When you scroll down, there appears a surface "MEHR KOMMENTARE ANZEIGEN" (German for 'show more comments').
This link looks like:
<div href="#" style="text-align: center; height: 44px; cursor: pointer;">
<a style="font-size: 0.6875rem; font-family: ffmark, "Helvetica Neue", Helvetica, Arial, sans-serif; font-weight: 800; color: rgb(0, 57, 91); line-height: 5;">
<span style="font-size: 0.6875rem; font-family: ffmark, "Helvetica Neue", Helvetica, Arial, sans-serif; font-weight: 500; margin-right: 0.625rem; text-align: right; color: rgb(120, 120, 120);">
MEHR KOMMENTARE ANZEIGEN
<span style="width: 14px; height: 8px; margin: 0px 0px 0px 0.625rem; padding-top: 0px; display: inline-block; vertical-align: initial;">
<svg viewBox="0 0 15 9" version="1.1" xmlns="http://www.w3.org/2000/svg" xmlns:xlink="http://www.w3.org/1999/xlink">
<g stroke="none" stroke-width="1" fill="none" fill-rule="evenodd">
<g transform="translate(-608.000000, -4318.000000)" fill="#787878">
<polygon transform="translate(615.205882, 4322.852941) rotate(-90.000000) translate(-615.205882, -4322.852941) " points="618.264706 4315.79412 611.205882 4322.85353 618.264706 4329.91176 619.205882 4328.97059 613.088824 4322.85353 619.205882 4316.73529">
</polygon>
</g>
</g>
</svg>
</span>
</span>
</a>
</div>
However, I do not know how to load this link in a script?
I understand that href="#"
is used when a link is handled by javascript and that it is bad style, as it is only used to change the appearance of the mouse, for which there are other methods.
But where is the onClick() method? Kinda dumbfoundead here...

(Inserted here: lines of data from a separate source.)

PR #893, opened 2024-12-12
Publish arm docker images as part of the release process

noituri:
Example multi-platform builds:
- slim: https://github.com/software-mansion/live-compositor/pkgs/container/smelter/333356027?tag=test5
- web-renderer: https://github.com/software-mansion/live-compositor/pkgs/container/smelter/333354551?tag=test5-web-renderer

### DIFF
--- a/.github/workflows/package_for_release.yml
+++ b/.github/workflows/package_for_release.yml
@@ -128,7 +128,7 @@ jobs:
                 name: smelter_with_web_renderer_darwin_aarch64.tar.gz
                 path: smelter_with_web_renderer_darwin_aarch64.tar.gz
 
-    docker:
+    docker-amd64:
       runs-on: ubuntu-latest
       steps:
           - name: 📥 Checkout repo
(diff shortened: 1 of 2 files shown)


.github/workflows/package_for_release.yml
```diff
@@ -140,12 +140,12 @@ jobs:
 
           - name: 🔨 Build Smelter image
             run: |
-              docker buildx build --platform linux/amd64 -t ghcr.io/software-mansion/smelter:${{ github.sha }} -f build_tools/docker/slim.Dockerfile .
+              docker buildx build --platform linux/amd64 -t ghcr.io/software-mansion/smelter:${{ github.sha }}-amd64 -f build_tools/docker/slim.Dockerfile .
```
wkozyra95, line 143: you can have an image with the same tag for different architectures

.github/workflows/package_for_release.yml
```diff
@@ -145,7 +145,42 @@ jobs:
...
+              echo "AMD64_IMAGE_ID=$(docker inspect --format='{{index .RepoDigests 0}}' ghcr.io/software-mansion/smelter:${{ github.sha }})" >> "$GITHUB_ENV"
+
+          - name: 🔨 Build Smelter ARM64 image
+            run: |
+              docker buildx build --platform linux/arm64 -t ghcr.io/software-mansion/smelter:${{ github.sha }} -f build_tools/docker/slim.Dockerfile .
+
+          - name: ⏩ Push ARM64 image
+            run: |
+              docker push ghcr.io/software-mansion/smelter:${{ github.sha }}
+              echo "ARM64_IMAGE_ID=$(docker inspect --format='{{index .RepoDigests 0}}' ghcr.io/software-mansion/smelter:${{ github.sha }})" >> "$GITHUB_ENV"
```
wkozyra95, line 172: Is this command show digest of a image that was build last? Seems hacky is there a way to avoid relaying on that build order?

scripts/release.sh
```diff
@@ -40,11 +40,8 @@ IMAGE_NAME="ghcr.io/software-mansion/smelter"
 docker pull "${IMAGE_NAME}:${COMMIT_HASH}"
 docker pull "${IMAGE_NAME}:${COMMIT_HASH}-web-renderer"
 
-docker tag "${IMAGE_NAME}:${COMMIT_HASH}" "${IMAGE_NAME}:${RELEASE_TAG}"
-docker tag "${IMAGE_NAME}:${COMMIT_HASH}-web-renderer" "${IMAGE_NAME}:${RELEASE_TAG}-web-renderer"
-
-docker push "${IMAGE_NAME}:${RELEASE_TAG}"
-docker push "${IMAGE_NAME}:${RELEASE_TAG}-web-renderer"
+docker buildx imagetools create -t "${IMAGE_NAME}:${RELEASE_TAG}" "${IMAGE_NAME}:${COMMIT_HASH}"
```
wkozyra95, line 43: Is the docker pull above needed? I assumed that it only fetches image for one arch, so this command must not rely on what actual is fetched locally. (just guessing here)

wkozyra95 (approved):
LGTM, just few questions to make sure I understand

scripts/release.sh
noituri: You're correct. The pull is not needed here. Fixed

.github/workflows/package_for_release.yml
noituri: Discussed outside of GitHub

Clicking that show comments twice gives me the following urls
https://api-co.la.welt.de/api/comments?document-id=183878020&created-cursor=2018-11-15T13:52:41.714&sort=NEWEST
https://api-co.la.welt.de/api/comments?document-id=183878020&created-cursor=2018-11-15T12:23:26.896&sort=NEWEST
Which returns the comments. So just use the post id you have and keep fiddling with created-cursor until you get all the comments?
EDIT: Removing the creator-cursor parameter should give you all the comments
https://api-co.la.welt.de/api/comments?document-id=183878020
EDIT 2:
As someone else mentioned, this might not be a good idea without first contacting the owner of the site.